Businessman keeps airman's memory alive
Lt. Cmdr. James B. Mills was lost flying a mission over North Vietnam

BY STEVEN MAYER
Californian staff writer
e-mail: smayer@bakersfield.com
9/21/2006
   

When Gordon Wickersham walks out his front door each morning, he makes sure a simple stainless steel bracelet is wrapped securely around his wrist.

The plain gray band seems the antithesis of the glittering gold one might expect to be worn by a professional jeweler like Wickersham.

But the 69-year-old Bakersfield native treasures his familiar band of engraved steel -- or more accurately, he treasures the idea it represents. Forty years ago today, the man whose name the bracelet bears was lost in action over Vietnam.

"If I don't put the bracelet on in the morning, I can hardly get out of the house," he said. "I feel naked without it."

For more than 36 years, Wickersham has worn the curved steel bracelet engraved with the name of Lt. Cmdr. James B. Mills, a Bakersfield boy who became a Naval aviator before he was lost to an uncertain fate during a combat mission over North Vietnam.

Mills, an academic and sports standout who graduated from Bakersfield High School in 1958, survived 148 combat missions during his first tour of duty.
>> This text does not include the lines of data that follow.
PR #10972, opened 2019-06-06
Return an empty list instead of null for IHeaderDictionary extensions…

Kahbazi:
https://github.com/aspnet/AspNetCore/issues/3486

### DIFF
--- a/src/Http/Http.Extensions/src/HeaderDictionaryTypeExtensions.cs
+++ b/src/Http/Http.Extensions/src/HeaderDictionaryTypeExtensions.cs
@@ -204,7 +204,7 @@ namespace Microsoft.AspNetCore.Http
 
             if (StringValues.IsNullOrEmpty(values))
             {
-                new List<T>();
+                return Array.Empty<T>();
             }
 
             if (KnownListParsers.TryGetValue(typeof(T), out temp))
@@ -281,7 +281,7 @@ namespace Microsoft.AspNetCore.Http
             {
                 return (IList<T>)parameters[1];
             }
-            return new List<T>();
+            return Array.Empty<T>();
         }
     }
 }
--- a/src/Http/Http.Extensions/src/HeaderDictionaryTypeExtensions.cs
+++ b/src/Http/Http.Extensions/src/HeaderDictionaryTypeExtensions.cs
@@ -161,11 +161,11 @@ namespace Microsoft.AspNetCore.Http
 
         private static IDictionary<Type, object> KnownListParsers = new Dictionary<Type, object>()
         {
-            { typeof(MediaTypeHeaderValue), new Func<IList<string>, IList<MediaTypeHeaderValue>>(value => { IList<MediaTypeHeaderValue> result; return MediaTypeHeaderValue.TryParseList(value, out result) ? result : null; })  },
-            { typeof(StringWithQualityHeaderValue), new Func<IList<string>, IList<StringWithQualityHeaderValue>>(value => { IList<StringWithQualityHeaderValue> result; return StringWithQualityHeaderValue.TryParseList(value, out result) ? result : null; })  },
-            { typeof(CookieHeaderValue), new Func<IList<string>, IList<CookieHeaderValue>>(value => { IList<CookieHeaderValue> result; return CookieHeaderValue.TryParseList(value, out result) ? result : null; })  },
-            { typeof(EntityTagHeaderValue), new Func<IList<string>, IList<EntityTagHeaderValue>>(value => { IList<EntityTagHeaderValue> result; return EntityTagHeaderValue.TryParseList(value, out result) ? result : null; })  },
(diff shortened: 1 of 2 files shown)


src/Http/Http.Extensions/src/HeaderDictionaryTypeExtensions.cs
```diff
@@ -204,7 +204,7 @@ internal static IList<T> GetList<T>(this IHeaderDictionary headers, string name)
 
             if (StringValues.IsNullOrEmpty(values))
             {
-                return null;
+                new List<T>();
```
benaadams: Can use Array.Empty instead of `new List` to not allocate
```suggestion
                Array.Empty<T>();
```

src/Http/Http.Extensions/src/HeaderDictionaryTypeExtensions.cs
```diff
@@ -281,7 +281,7 @@ private static IList<T> GetListViaReflection<T>(StringValues values)
             {
                 return (IList<T>)parameters[1];
             }
-            return null;
+            return new List<T>();
```
benaadams: Here to
```suggestion
            Array.Empty<T>();;
```

src/Http/Http.Extensions/src/HeaderDictionaryTypeExtensions.cs
Kahbazi: @benaadams I think I Should change it back to `new List`, because you get a exception when calling `Add` on `Array.Empty`. What's your thought?

benaadams:
Also need to update 3 tests to expect not null instead of null; and add check for count is 0
```
HeaderDictionaryTypeExtensionsTest.GetListT_UnknownTypeWithTryParseListAndInvalidValue_Null()
 in /_/src/Http/Http.Extensions/test/HeaderDictionaryTypeExtensionsTest.cs:line 141

HeaderDictionaryTypeExtensionsTest.GetListT_UnknownTypeWithTryParseListAndMissingValue_Null()
 in /_/src/Http/Http.Extensions/test/HeaderDictionaryTypeExtensionsTest.cs:line 150

HeaderDictionaryTypeExtensionsTest.GetListT_KnownTypeWithMissingValue_Null()
 in /_/src/Http/Http.Extensions/test/HeaderDictionaryTypeExtensionsTest.cs:line 109
```

Kahbazi:
@benaadams I think I Should change it back to new List, because you get a exception when calling Add on Array.Empty. What's your thought?

benaadams:
> I think I Should change it back to new List, because you get a exception when calling Add on Array.Empty. What's your thought?

Don't see a need. Previously you'd get a null reference exception; the `IList<T>`'s property `IsReadOnly` will return true; it isn't a live list (adding an element won't update the headers), and its primary use is for reading the elements.

Tratcher:
Agreed, Array.Empty is fine.

davidfowl:
Tests?

src/Http/Http.Extensions/test/HeaderDictionaryTypeExtensionsTest.cs
```diff
@@ -41,7 +41,7 @@ public void GetT_KnownTypeWithInvalidValue_Null()
 
             var result = context.Request.GetTypedHeaders().Get<MediaTypeHeaderValue>(HeaderNames.ContentType);
 
-            Assert.Null(result);
+            Assert. Null(result);
```
davidfowl: Revert

src/Http/Http.Extensions/test/HeaderDictionaryTypeExtensionsTest.cs
```diff
@@ -99,24 +99,24 @@ public void GetListT_KnownTypeWithValidValue_Success()
...
         [Fact]
-        public void GetListT_KnownTypeWithMissingValue_Null()
+        public void GetListT_KnownTypeWithMissingValue_EmptyList()
         {
             var context = new DefaultHttpContext();
 
             var result = context.Request.GetTypedHeaders().GetList<MediaTypeHeaderValue>(HeaderNames.Accept);
 
-            Assert.Null(result);
+            Assert.Equal(0, result.Count);
```
davidfowl: Assert.Empty(result)

src/Http/Http.Extensions/test/HeaderDictionaryTypeExtensionsTest.cs
```diff
@@ -99,24 +99,24 @@ public void GetListT_KnownTypeWithValidValue_Success()
...
-        public void GetListT_KnownTypeWithInvalidValue_Null()
+        public void GetListT_KnownTypeWithInvalidValue_EmptyList()
         {
             var context = new DefaultHttpContext();
             context.Request.Headers[HeaderNames.Accept] = "invalid";
 
             var result = context.Request.GetTypedHeaders().GetList<MediaTypeHeaderValue>(HeaderNames.Accept);
 
-            Assert.Null(result);
+            Assert.Equal(0, result.Count);
```
davidfowl: Ditto

davidfowl (approved):

Tratcher:
Thanks

PR #11067, opened 2019-06-10
Make the test input a bit more reasonable

pranavkm:


sebastienros (approved):

dougbu:
@pranavkm what's the context here? How does changing the test input make its execution less flaky?

sebastienros:
This is not a valid French number on Linux apparently. Maybe should file another issue on corefx?

dougbu:
> This is not a valid French number on Linux apparently. Maybe should file another issue on corefx?

I've filed similar issues in the past. CoreFx generally relies on the underlying platform for globalization information. You would probably just get a redirect to ICU (https://github.com/unicode-org/icu and http://site.icu-project.org/) -- the Ubuntu component providing number formats (I think). If the information isn't in there, it's in CLDR (http://cldr.unicode.org/index).

More generally, feel free to let _someone_ know France is more forgiving than something thinks (about numbers).

pranavkm:
I'll file an issue with CoreFx. That said, jQuery Validation does not allow it, neither does browser validation (browsers remove spaces if you paste in a number with spaces). I'm questioning the need for MVC to test for validating numbers with spaces in them.

mkArtakMSFT (approved):

Issue #2711, opened 2018-01-02
Unable to upload file greater than 2GB in size


aspnet-hello:
_From @kagoyal on Wednesday, February 1, 2017 3:11:34 PM_

I am trying to upload file greater than 2GB using multipart formdata. 

The issue I am observing is after 2GB upload, read of input stream gets stuck and process hangs.
Microsoft.AspNetCore.Server.Kestrel version we are using is "1.1.0".

HTTP request’s response never come back and timesout after one hour (execution time we have set).
I have modified IIS post limits for upto 4GB, also in ConfigureServices –

                services.Configure<FormOptions>(x =>
                {
                    x.MultipartBodyLengthLimit = 4294967296; 
                });

I am following the sample here - https://github.com/aspnet/Docs/tree/master/aspnetcore/mvc/models/file-uploads/sample/FileUploadSample to read multipart data.

Please let me know if any more information is required to debug this, or if this is expected behavior.

_Copied from original issue: aspnet/HttpAbstractions#766_

aspnet-hello:
_From @benaadams on Wednesday, February 1, 2017 4:11:23 PM_

What's the upload speed/transfer rate?

aspnet-hello:
_From @benaadams on Wednesday, February 1, 2017 4:13:31 PM_

/cc @Eilon

aspnet-hello:
_From @kagoyal on Wednesday, February 1, 2017 4:15:33 PM_

I am able to upload approx. 1.8 GB of data in about 30-35 seconds.

aspnet-hello:
_From @blowdart on Wednesday, February 1, 2017 4:18:46 PM_

Well the timeout is working, so not a security concern, just a weird bug. @muratg

aspnet-hello:
_From @JunTaoLuo on Wednesday, March 1, 2017 2:46:26 PM_

I am able to upload 4GB files when using Kestrel directly but I ran into problems when running it on IIS. I was not able to produce a hang but I do see a 502 failure response. It seems like the connection is being reset and it could be due to ANCM. I filed https://github.com/aspnet/AspNetCoreModule/issues/78.

aspnet-hello:
_From @JunTaoLuo on Wednesday, March 1, 2017 7:26:39 PM_

[...]

PR #11068, opened 2019-06-11
Handle Content Length header greater than 2GB on uploads

ryanski44:
Summary of the changes
 - Use atoll instead of atol when converting the string content length to the value (solves 2GB limit)
 - If content length > 4 GB call WinHttpSendRequest with 0 (WINHTTP_IGNORE_REQUEST_TOTAL_LENGTH) for the content length to indicate that the content length is greater than 4 GB. See https://docs.microsoft.com/en-us/windows/desktop/api/winhttp/nf-winhttp-winhttpsendrequest

Addresses #2711

### DIFF
--- a/src/Servers/IIS/AspNetCoreModuleV2/OutOfProcessRequestHandler/forwardinghandler.cpp
+++ b/src/Servers/IIS/AspNetCoreModuleV2/OutOfProcessRequestHandler/forwardinghandler.cpp
@@ -216,19 +216,26 @@ FORWARDING_HANDLER::ExecuteRequestHandler()
     //
     // Calculate the bytes to receive from the content length.
     //
-    DWORD cbContentLength = 0;
+    DWORD cbContentLength = WINHTTP_IGNORE_REQUEST_TOTAL_LENGTH;
     PCSTR pszContentLength = pRequest->GetHeader(HttpHeaderContentLength);
     if (pszContentLength != NULL)
     {
-        cbContentLength = m_BytesToReceive = atol(pszContentLength);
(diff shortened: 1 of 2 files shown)


jkotalik:
The PR itself looks good, but I'd prefer to have an automated test that we can run against this change. Can you try to add a test where you upload a payload larger than 2gb? See https://github.com/aspnet/AspNetCore/blob/master/src/Servers/IIS/IIS/test/Common.FunctionalTests/OutOfProcess/GlobalVersionTests.cs#L30 for an example where we publish/deploy ANCM out of process.

Rubenisme:
Would be great to get this. @jkotalik will we see this soon? I can imagine you're super busy with the .NET Core 3.0 release you merged the other day, so no pressure but just curious on where we are at with this.

jkotalik:
@Rubenisme we shall see. This probably won't land in the 3.0 timeframe, potentially in the 5.0 timeframe. This PR is stale at this point, so if it gets revived/ someone on our team has bandwidth, we may take over it ourselves.

anurse:
I'm going to go ahead and close this since it's gone stale since we last requested some changes. @ryanski44 if you'd like to pick it up again, feel free to re-open or open a new one. @Rubenisme if you're interested in taking it on, feel free to open a PR against `master`.

> This probably won't land in the 3.0 timeframe

Yeah, it's very unlikely it'll land for 3.0, but 5.0 is nice and open!

ryanski44:
@Rubenisme,

I haven't had any free time to write tests for this.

But on the first mission of his second tour, his Phantom F4B failed to return to its aircraft carrier.

The 26-year-old radar intercept operator was declared missing in action on Sept. 21, 1966.

As the four-decade anniversary approached, Wickersham and Mills' family were still hoping for some sort of closure.

"I wrote to his sister and told her I put her on my prayer list," Wickersham said this week. "If you believe in prayer, then it works."

The Bakersfield jeweler also attended BHS, and he remembers Jim Mills and other Mills siblings.

"That guy was something else," he said of James.

Mills earned letters for four years in basketball, football and track, according to information provided by his family. He attended Bakersfield College for one year before transferring to UC Berkeley, where he earned a business degree before joining the U.S. Navy.

Mills was last known to have been over a target 20 miles north of the demilitarized zone in North Vietnam. There was only one other two-man crew in the area, but neither man reported seeing Mills' jet go down.

It was an uncertain accounting that hundreds of American families endured in the years following the war. It's an uncertainty many live with still.

During President Jimmy Carter's administration, all the MIAs and POWs except one were declared presumptively killed. But presuming and knowing are very different notions, said Judie Mills Taber, one of Jim's sisters.

"For the first time, there's a glimmer of hope," Taber said from near her home in La Habra, Calif.

Increased cooperation between Vietnam and the United States in searching for evidence of servicemen missing in action has yielded results for other families, she said.

And this summer some aviation wreckage that had not been turned over by rural villagers was located, Taber said. It could be wreckage from her brother's plane -- or from one other plane that also likely crashed in the same area.

"We're hoping for something," she said. "If not for us, then for the other family. It could mean answers for one of two families."

As of this month, 1,798 Americans are still missing and unaccounted for from the Vietnam War, according to the National League of Families of American Prisoners and Missing in Southeast Asia.

Their names are engraved in steel -- and in memory.